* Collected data
Issue #226, opened 2025-09-16
add PeerID for PDP offering metadata


jennijuju:
We considered to derive peerID for IPNI using SP's owner wallet address (aka the operational address) - which comes with a downside - whenever the SP wants to rotate their operational keys (which will lead to a new peerID), all their ads need to be updated with new peerID and that is an expensive operation (basically establish a new ad chain), especially for large providers. PeerID really doesn't have any binding relationship with a dataset or a piece perse - client will still retrieve from the the sp's service url

So to keep the peerID relatively stable for reducing IPNI ops, we could use a `pdpOffering.IPNIPeerId` .

rvagg:
https://github.com/filecoin-project/builtin-actors/blob/88c3befb5c0a49d4e61af38e934c1ae64629885b/runtime/src/runtime/policy.rs#L305-L307

Miner actor has a max byte length of 128 for this.

jennijuju:
@rvagg can you please document and share what changes your mind, please.

rvagg:
@jennijuju:

> We should be able to use this to confirm IPNI advertisements were done.

It's the final step in the Filecoin Pin flow, and we have nothing to tell us that it's done, and we know there's going to be a `<some number of seconds or minutes>` delay, both because of the Curio task system delay _and_ the lazy advertisement pull from IPNI (we don't get to push advertisements, we plead with IPNI to come and get them from us).

So in any Filecoin Pin use, we have this moment of unavailability that's basically impossible to even poll to figure out. There are two options that I see, both of which we could pursue:

1. Poll cid.contact directly using our provider's peer ID and root CID to see if it's there, when it is, assume they all are (that's good enough for now)
2. Create a new API on Curio to ask it if it's notified IPNI .. which still isn't quite good enough to tell us about whether IPNI is listing our CIDs.

So option 1 seems to be the best we can do, and we need to get the peer ID from somewhere.

https://github.com/FilOzone/filecoin-services/pull/266

PR #266, opened 2025-10-07
feat!(ServiceProviderRegistry): add ipniPeerId to PDPOffering

rvagg:
Closes: https://github.com/FilOzone/filecoin-services/issues/226

@LexLuthr we're only going to need one of these, right? We're not going to use a second one if we advertise PieceCID as well?

I'm thinking that we can use this to do a cross-reference with cid.contact that the SP has actually published _something_. A check for the root CID will have to be enough, and is most likely sufficient for most use cases anyway.

### DIFF
--- a/service_contracts/abi/ServiceProviderRegistry.abi.json
+++ b/service_contracts/abi/ServiceProviderRegistry.abi.json
@@ -426,6 +426,11 @@
             "name": "paymentTokenAddress",
             "type": "address",
             "internalType": "contract IERC20"
+          },
+          {
+            "name": "ipniPeerId",
+            "type": "bytes",
+            "internalType": "bytes"
           }
         ]
       },
@@ -1252,6 +1257,11 @@
             "name": "paymentTokenAddress",
             "type": "address",
             "internalType": "contract IERC20"
+          },
+          {
+            "name": "ipniPeerId",
+            "type": "bytes",
+            "internalType": "bytes"
           }
         ]
       },
--- a/service_contracts/test/ServiceProviderRegistryFull.t.sol
+++ b/service_contracts/test/ServiceProviderRegistryFull.t.sol
@@ -1939,7 +1939,9 @@ contract ServiceProviderRegistryFullTest is Test {
         bytes memory encodedUpdatedData = abi.encode(updatedData);
 
         vm.prank(provider1);
-        registry.updateProduct(ServiceProviderRegistryStorage.ProductType.PDP, encodedUpdatedData, emptyKeys, emptyValues);
+        registry.updateProduct(
+            ServiceProviderRegistryStorage.ProductType.PDP, encodedUpdatedData, emptyKeys, emptyValues
+        );
 
         // Verify update
         (ServiceProviderRegistryStorage.PDPOffering memory updatedStored,,) = registry.getPDPService(providerId);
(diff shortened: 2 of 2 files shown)


LexLuthr:
> Closes: #226
> 
> @LexLuthr we're only going to need one of these, right? We're not going to use a second one if we advertise PieceCID as well?
> 
> I'm thinking that we can use this to do a cross-reference with cid.contact that the SP has actually published _something_. A check for the root CID will have to be enough, and is most likely sufficient for most use cases anyway.

Yes, we only need 1. MKv2 uses a single peerID per provider to publish all ads. PDPV0 only seem to publish IPFS so this will work for both.

service_contracts/src/ServiceProviderRegistryStorage.sol
```diff
@@ -44,6 +44,7 @@ contract ServiceProviderRegistryStorage {
         uint256 minProvingPeriodInEpochs; // Minimum proving period in epochs
         string location; // Geographic location of the service provider
         IERC20 paymentTokenAddress; // Token contract for payment (IERC20(address(0)) for FIL)
+        bytes ipniPeerId; // IPNI peer ID (max 128 bytes, can be empty)
```
LexLuthr, line 47: Should be just use string here instead of byte? Less likely to use bytes anywhere outside of libp2p and IPNI internal.  String also does not require extra manipulation to do RPC calls to IPNI and is human readable.

LexLuthr (approved):

service_contracts/src/ServiceProviderRegistryStorage.sol
rvagg: Actually maybe not. I need to sleep on this but the byte form is the only stable form, string form could be any base encoded version of it. There's also the complexity with maximum size. 127 is an easy maximum, it matches the miner actor. But choosing a max for strings is awkward, probably don't need to support base256emoji, base32 gets us somewhere over 200 chars, base52btc as a typical CIDv0 is smaller but can we mandate that? Two different string forms can resolve to the same byte form, so matching on strings isn't ideal.
But .. subgraphs and all that.

LexLuthr: Definitely a few tradeoffs. As for string, we can ensure a single type of conversion. Curio will always use peerID.String() function. SDK can probably do something similar. Remove the string complexity but keep the human readable and API query aspects.

wjmelements:
> Although technically I don't think this is breaking and could be upgraded in the implementation and we wouldn't need a new contract deployment, I think that's right @wjmelements? If we add to the end then it's an upgrade and existing clients can still abi.decode into the rest of the struct and just ignore this?

It breaks the ABI of `encodePDPOffering` because it changes the 4byte signature. I'm not sure if it breaks `decodePDPOffering` et al decoding; it would depend on if the library ignores extra data. It should be fine on-chain though.

Appending to structs is generally upgrade-safe for proxy storage layouts. However, essentially all fields are permanent after that.

wjmelements:
> Appending to structs is generally upgrade-safe for proxy storage layouts. However, essentially all fields are permanent after that.

Upon further review, this isn't appending to a struct but to encoded `bytes storage`. So this would break the product data.

service_contracts/src/ServiceProviderRegistryStorage.sol
rvagg: agreed to go with bytes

* AIM OF THE TASK
For each line in the records that holds "proxy", show that line as it stands.

* TASK ANSWER
Appending to structs is generally upgrade-safe for proxy storage layouts. However, essentially all fields are permanent after that.
> Appending to structs is generally upgrade-safe for proxy storage layouts. However, essentially all fields are permanent after that.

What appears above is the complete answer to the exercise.